Data entries:
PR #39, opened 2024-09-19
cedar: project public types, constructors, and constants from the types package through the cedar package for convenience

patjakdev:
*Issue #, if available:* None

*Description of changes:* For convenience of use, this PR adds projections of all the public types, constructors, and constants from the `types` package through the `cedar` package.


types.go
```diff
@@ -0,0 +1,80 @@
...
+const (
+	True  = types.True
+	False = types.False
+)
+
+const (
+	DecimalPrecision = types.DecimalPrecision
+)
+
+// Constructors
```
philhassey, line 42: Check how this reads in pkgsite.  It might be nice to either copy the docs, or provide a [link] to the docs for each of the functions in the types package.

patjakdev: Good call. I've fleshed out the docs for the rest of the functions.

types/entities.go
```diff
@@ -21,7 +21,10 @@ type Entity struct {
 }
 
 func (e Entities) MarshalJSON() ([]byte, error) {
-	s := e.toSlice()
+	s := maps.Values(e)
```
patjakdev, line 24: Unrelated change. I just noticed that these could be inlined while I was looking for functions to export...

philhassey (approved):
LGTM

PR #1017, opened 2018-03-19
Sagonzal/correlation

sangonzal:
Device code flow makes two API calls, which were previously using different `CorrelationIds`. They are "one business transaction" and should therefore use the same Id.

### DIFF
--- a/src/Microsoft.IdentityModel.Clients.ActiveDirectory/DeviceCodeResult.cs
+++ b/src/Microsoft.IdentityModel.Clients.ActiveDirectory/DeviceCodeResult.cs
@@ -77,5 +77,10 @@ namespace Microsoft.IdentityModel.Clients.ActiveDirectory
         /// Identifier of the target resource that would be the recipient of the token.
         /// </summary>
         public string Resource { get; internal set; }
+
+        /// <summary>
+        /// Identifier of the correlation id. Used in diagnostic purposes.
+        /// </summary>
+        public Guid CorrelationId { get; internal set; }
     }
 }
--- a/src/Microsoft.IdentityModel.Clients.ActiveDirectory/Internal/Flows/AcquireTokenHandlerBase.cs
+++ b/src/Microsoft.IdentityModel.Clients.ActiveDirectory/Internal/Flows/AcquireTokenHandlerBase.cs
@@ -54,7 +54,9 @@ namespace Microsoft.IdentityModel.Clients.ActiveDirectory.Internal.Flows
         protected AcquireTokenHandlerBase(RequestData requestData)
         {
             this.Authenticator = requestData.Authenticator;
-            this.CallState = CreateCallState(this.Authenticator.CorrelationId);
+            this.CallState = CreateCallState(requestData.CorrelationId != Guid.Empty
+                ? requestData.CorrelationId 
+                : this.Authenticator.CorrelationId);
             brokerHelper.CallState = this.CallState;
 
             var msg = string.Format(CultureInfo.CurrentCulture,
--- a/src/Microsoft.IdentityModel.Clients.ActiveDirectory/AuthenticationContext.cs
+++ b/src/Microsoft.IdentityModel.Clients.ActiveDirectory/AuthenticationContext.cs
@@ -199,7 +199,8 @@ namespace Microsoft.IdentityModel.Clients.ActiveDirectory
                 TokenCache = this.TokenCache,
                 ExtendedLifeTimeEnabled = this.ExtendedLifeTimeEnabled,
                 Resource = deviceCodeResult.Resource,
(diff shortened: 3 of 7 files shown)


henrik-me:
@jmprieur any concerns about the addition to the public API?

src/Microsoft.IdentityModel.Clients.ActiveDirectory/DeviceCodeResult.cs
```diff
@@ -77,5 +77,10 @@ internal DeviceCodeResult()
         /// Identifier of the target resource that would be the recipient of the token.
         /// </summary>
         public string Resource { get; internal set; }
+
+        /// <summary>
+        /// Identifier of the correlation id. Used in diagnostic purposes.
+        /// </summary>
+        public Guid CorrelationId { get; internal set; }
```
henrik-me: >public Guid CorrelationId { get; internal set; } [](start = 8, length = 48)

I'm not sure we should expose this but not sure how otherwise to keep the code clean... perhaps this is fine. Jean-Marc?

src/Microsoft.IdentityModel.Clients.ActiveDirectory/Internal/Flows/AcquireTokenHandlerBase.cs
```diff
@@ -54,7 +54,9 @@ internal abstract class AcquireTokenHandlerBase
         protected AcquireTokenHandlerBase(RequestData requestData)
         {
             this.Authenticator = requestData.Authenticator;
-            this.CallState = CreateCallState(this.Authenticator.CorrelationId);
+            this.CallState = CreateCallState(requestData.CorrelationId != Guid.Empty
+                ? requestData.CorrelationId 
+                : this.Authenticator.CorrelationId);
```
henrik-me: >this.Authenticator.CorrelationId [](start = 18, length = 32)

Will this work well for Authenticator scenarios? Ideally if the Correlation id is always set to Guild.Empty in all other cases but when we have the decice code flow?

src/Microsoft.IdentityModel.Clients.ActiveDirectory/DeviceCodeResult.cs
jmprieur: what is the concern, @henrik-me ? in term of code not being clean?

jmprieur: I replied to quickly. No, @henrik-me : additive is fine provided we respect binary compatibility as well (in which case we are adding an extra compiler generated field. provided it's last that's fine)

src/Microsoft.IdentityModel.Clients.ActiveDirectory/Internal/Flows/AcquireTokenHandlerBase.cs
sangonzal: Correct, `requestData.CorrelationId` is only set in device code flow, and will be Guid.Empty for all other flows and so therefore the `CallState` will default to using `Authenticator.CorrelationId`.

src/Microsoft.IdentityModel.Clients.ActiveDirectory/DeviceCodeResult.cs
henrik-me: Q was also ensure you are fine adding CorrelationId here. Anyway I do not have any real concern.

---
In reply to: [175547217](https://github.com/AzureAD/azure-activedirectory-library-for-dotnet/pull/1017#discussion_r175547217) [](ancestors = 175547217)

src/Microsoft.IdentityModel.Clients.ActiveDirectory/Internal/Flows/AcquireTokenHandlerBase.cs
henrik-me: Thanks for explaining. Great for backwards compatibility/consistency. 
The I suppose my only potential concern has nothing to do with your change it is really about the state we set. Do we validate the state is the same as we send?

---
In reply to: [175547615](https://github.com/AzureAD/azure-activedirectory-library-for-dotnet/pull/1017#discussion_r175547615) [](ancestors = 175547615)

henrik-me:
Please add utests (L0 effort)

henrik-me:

→ AIM OF THE EXERCISE
Where a line of the entries above holds the word "AzureAD", return that line.

→ EXERCISE ANSWER
In reply to: [175547217](https://github.com/AzureAD/azure-activedirectory-library-for-dotnet/pull/1017#discussion_r175547217) [](ancestors = 175547217)
In reply to: [175547615](https://github.com/AzureAD/azure-activedirectory-library-for-dotnet/pull/1017#discussion_r175547615) [](ancestors = 175547615)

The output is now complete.